Listed below are entries; give the number of lines among them that include "field", and only that number.
++++ Source data
PR #6072, opened 2017-12-08
dnsdist: add inClientStartup() function

Habbie:
### Short description
This allows the user to, for example, print certain things during daemon startup but not while connecting a client.

### Checklist

I have:
- [ ] documented the code

### DIFF
--- a/pdns/dnsdistdist/docs/reference/config.rst
+++ b/pdns/dnsdistdist/docs/reference/config.rst
@@ -118,6 +118,10 @@ Control Socket, Console and Webserver
 
   :param str address: An IP address with optional port. By default, the port is 5199.
 
+.. function:: inClientStartup()
+
+  Returns true while the console client is parsing the configuration.
+
 .. function:: makeKey()
 
   Generate and print an encryption key.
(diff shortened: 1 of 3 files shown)


pdns/dnsdistdist/docs/reference/config.rst
```diff
@@ -118,6 +118,10 @@ Control Socket, Console and Webserver
 
   :param str address: An IP address with optional port. By default, the port is 5199.
 
+.. function:: inClientStartup()
+
+  Returns true while the console client is parsing the configuration.
```
rgacogne: Doesn't it return `true` also after the client is done parsing the configuration? I think we have something like `g_configurationDone` to indicate whether we are done parsing the configuration.

Habbie: It returns false in the client console. I couldn't imagine a situation in which somebody could call this in the client state after the `>` prompt was shown so I did not think about it.

rgacogne: You're right, after the client is done parsing the configuration all commands are passed to the server over the console, so my comment made no sense!

Habbie: pushed something for this

Habbie:
@zeha did you want any change in the logic here?

zeha:
@Habbie I couldn't find a variant that was strictly better, so no.

PR #6078, opened 2017-12-10
Make everything compile and run on NetBSD, including on multi-homed hosts

tih:
### Short description

These are the minimal changes to make everything (auth, recursor, and
dnsdist) compile and run properly on NetBSD.  The changes fall into
three groups:

1) A number of existing "#if defined" lines already in place for other
   BSD variants needed to be expanded with "|| defined(__NetBSD__)" to
   get the same effect here.

2) The pthread CPU affinity code in pdns/misc.cc needed changes,
   because the underlying cpuset_t is opaque in NetBSD, and one must
   use function calls operating on a pointer to a CPU set returned by
   cpuset_create(), instead of declaring a local struct and operating
   on that.

3) The use of socket options IP_PKTINFO et al is slightly different in
   NetBSD.  It can be used to make recvmsg() supply information about
   the source address of an incoming packet, or to make sendmsg() use
   a specific source address for an outgoing packet.  Thus, it is a
   direct parallel to the IPV6_PKTINFO option, and uses similarly
   named struct members.  To get information about the destination
   address of an incoming packet (which multi-homed servers will need
   to be able to respond from the right address), one would use the
   IP_RECVPKTINFO option instead -- while Linux conflates these two
   features into one, by adding a struct member "ipi_spec_dst" for the
   "specific destination" of an incoming packet.  (It then overloads
   that field by using it for the "specific source" of an outgoing
   packet, which looks somewhat inelegant to me.)

   So the IP_PKTINFO option can be used to set the source for an
   outgoing packet for sendmsg(), but we have to use the "ipi_addr"
   struct member instead of "ipi_spec_dst", so I #ifdef that for
   NetBSD.  For getting the destination address of an incoming packet,
   PowerDNS already has code to use the IP_RECVDSTADDR option instead
   of IP_PKTINFO, so I just added an "&& !defined(__NetBSD__) to the
   test for IP_PKTINFO being available.  (Pretending that IP_PKTINFO
   isn't available is fine here, but wouldn't help for setting the
   source address of outgoing packets, as IP_SENDSRCADDR (which there
   was already code in place to use) is not available on NetBSD.)

   Another tiny discrepancy: the existing code uses the CMSG_DATA()
   macro to fetch optional information for packets, of course.  The
   implementation of this on NetBSD clashes with the declaration
   "const struct cmsghdr* cmsg;", and I had to use CCMSG_DATA()
   instead.

The result works as it should, and is -- I've verified that the
servers now respond correctly to queries addressed to them on IPv4
addresses other than the one on the interface the query arrives on.

One quirk I haven't done anything about is the difficulty configure
experiences finding libedit on NetBSD, where it is in the base
installation.  The workaround is to configure dnsdist by saying
"./configure LIBEDIT_CFLAGS=-I/usr/include LIBEDIT_LIBS=-L/usr/lib -ledit"
but I'm sure something could be done to configure to help it.  I don't
know the tool well enough to try, though.

### Checklist

I have:
- [ ] documented the code

### DIFF
--- a/pdns/dns.hh
+++ b/pdns/dns.hh
@@ -130,7 +130,7 @@ struct EDNS0Record
 
 static_assert(sizeof(EDNS0Record) == 4, "EDNS0Record size must be 4");
 
-#if defined(__FreeBSD__) || defined(__APPLE__) || defined(__OpenBSD__) || defined(__DragonFly__) || defined(__FreeBSD_kernel__)
+#if defined(__FreeBSD__) || defined(__APPLE__) || defined(__OpenBSD__) || defined(__DragonFly__) || defined(__FreeBSD_kernel__) || defined(__NetBSD__)
 #include <machine/endian.h>
 #elif __linux__ || __GNU__
 # include <endian.h>
--- a/pdns/dnsdist-console.cc
+++ b/pdns/dnsdist-console.cc
@@ -23,7 +23,7 @@
 #include "sodcrypto.hh"
 #include "pwd.h"
 
-#if defined (__OpenBSD__)
+#if defined (__OpenBSD__) || defined(__NetBSD__)
 #include <readline/readline.h>
 #include <readline/history.h>
 #else
--- a/pdns/dnsdist.cc
+++ b/pdns/dnsdist.cc
@@ -27,7 +27,7 @@
 #include <limits>
 #include "dolog.hh"
 
-#if defined (__OpenBSD__)
+#if defined (__OpenBSD__) || defined(__NetBSD__)
 #include <readline/readline.h>
 #else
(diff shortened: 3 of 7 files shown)


tih:
Hmpf. There are improvements that can still be made, here. It turns out that the documentation doesn't match the implementation in NetBSD, so some of what I thought were differences between Linux and NetBSD here turns out to be wrong. This means I can get it to work with fewer tweaks.

Don't merge this just yet, in other words.

tih:
I ended up modifying NetBSD, to make these socket options compatible with Linux (and FreeBSD, and Solaris). I'd like to create a new pull request instead of making this one even more complicated.

Closing this pull request now, in other words.

PR #6092, opened 2017-12-13
rec: Fix the computation of the closest encloser for positive answers

rgacogne:
### Short description

When the positive answer is expanded from a wildcard with `NSEC3`, the closest encloser is not always parent of the `qname`, depending on the number of labels in the initial wildcard.

### Checklist

I have:
- [ ] documented the code

### DIFF
--- a/pdns/syncres.cc
+++ b/pdns/syncres.cc
@@ -1898,7 +1898,7 @@ vState SyncRes::validateRecordsWithSigs(unsigned int depth, const DNSName& qname
   return Bogus;
 }
 
-RCode::rcodes_ SyncRes::updateCacheFromRecords(unsigned int depth, LWResult& lwr, const DNSName& qname, const QType& qtype, const DNSName& auth, bool wasForwarded, const boost::optional<Netmask> ednsmask, vState& state, bool& needWildcardProof)
+RCode::rcodes_ SyncRes::updateCacheFromRecords(unsigned int depth, LWResult& lwr, const DNSName& qname, const QType& qtype, const DNSName& auth, bool wasForwarded, const boost::optional<Netmask> ednsmask, vState& state, bool& needWildcardProof, unsigned int& wildcardLabelsCount)
 {
   tcache_t tcache;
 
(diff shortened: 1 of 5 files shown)


pdns/validate.cc
```diff
@@ -306,9 +306,12 @@ static bool provesNSEC3NoWildCard(DNSName wildcard, uint16_t const qtype, const
   useful when we have a positive answer synthetized from a wildcard and we only need to prove that the exact
   name does not exist.
 */
-dState getDenial(const cspmap_t &validrrsets, const DNSName& qname, const uint16_t qtype, bool referralToUnsigned, bool wantsNoDataProof, bool needWildcardProof)
+dState getDenial(const cspmap_t &validrrsets, const DNSName& qname, const uint16_t qtype, bool referralToUnsigned, bool wantsNoDataProof, bool needWildcardProof, unsigned int wildcardLabelsCount)
 {
   bool nsec3Seen = false;
+  if (!needWildcardProof && wildcardLabelsCount == 0) {
+    throw std::runtime_error("Invalid wildcard labels count for the validation of a positive answer synthetized from a wildcard");
```
pieterlexis: ImmidiateServFailException or PDNSException is maybe better?

pdns/syncres.cc
```diff
@@ -1898,7 +1898,7 @@ vState SyncRes::validateRecordsWithSigs(unsigned int depth, const DNSName& qname
   return Bogus;
 }
 
-RCode::rcodes_ SyncRes::updateCacheFromRecords(unsigned int depth, LWResult& lwr, const DNSName& qname, const QType& qtype, const DNSName& auth, bool wasForwarded, const boost::optional<Netmask> ednsmask, vState& state, bool& needWildcardProof)
+RCode::rcodes_ SyncRes::updateCacheFromRecords(unsigned int depth, LWResult& lwr, const DNSName& qname, const QType& qtype, const DNSName& auth, bool wasForwarded, const boost::optional<Netmask> ednsmask, vState& state, bool& needWildcardProof, unsigned int& wildcardLabelsCount)
```
pieterlexis: perhaps we can use `uint8_t` for the labelcount. The RRSIG labels field is never bigger than this.

rgacogne: That would work, the current type is derived from the return value of `DNSName::countLabels()`.

pdns/validate.cc
rgacogne: `ImmediateServFailException` is in `syncres.hh` so it would be an issue for the authoritative server, which uses `validate.cc`. I'll update to throw a `PDNSException`.

PR #7030, opened 2018-10-05
dnsdist did not set TCP_NODELAY, causing needless latency

ahupowerdns:
Winfried and others noted that our TLS responses were super slow. This turned out to be caused by the Nagle
algorithm which we failed to disable. https://en.wikipedia.org/wiki/Nagle%27s_algorithm

### Checklist

I have:
- [X] compiled this code
- [X] tested this code
- [X] documented the code

### DIFF
--- a/pdns/dnsdist-tcp.cc
+++ b/pdns/dnsdist-tcp.cc
@@ -716,7 +716,7 @@ void* tcpAcceptorThread(void* p)
         continue;
       }
 #endif
-      SSetsockopt(ci->fd, SOL_TCP, TCP_NODELAY, 1); // disable NAGLE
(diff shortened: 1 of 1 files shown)


pdns/dnsdist-tcp.cc
```diff
@@ -715,7 +716,7 @@ void* tcpAcceptorThread(void* p)
         continue;
       }
 #endif
-
+      SSetsockopt(ci->fd, SOL_TCP, TCP_NODELAY, 1); // disable NAGLE
```
rgacogne: Just a nit but we have a nice `setTCPNoDelay()` function in `misc.hh` :-) It also uses `IPPROTO_TCP` instead of `SOL_TCP`, which is more portable.

PR #7039, opened 2018-10-08
Speedup DNSName canonical compare with two-sided algorithm

ahupowerdns:
DNSName canonical compare currently performs a<b and b<a tests to find equality.
With this change, it does both in one pass. This 'should' be a speedup.

### Checklist

I have:
- [X] compiled this code
- [X] tested this code
- [ ] documented the code

### DIFF
--- a/pdns/dnsname.hh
++++++++
Reply: 2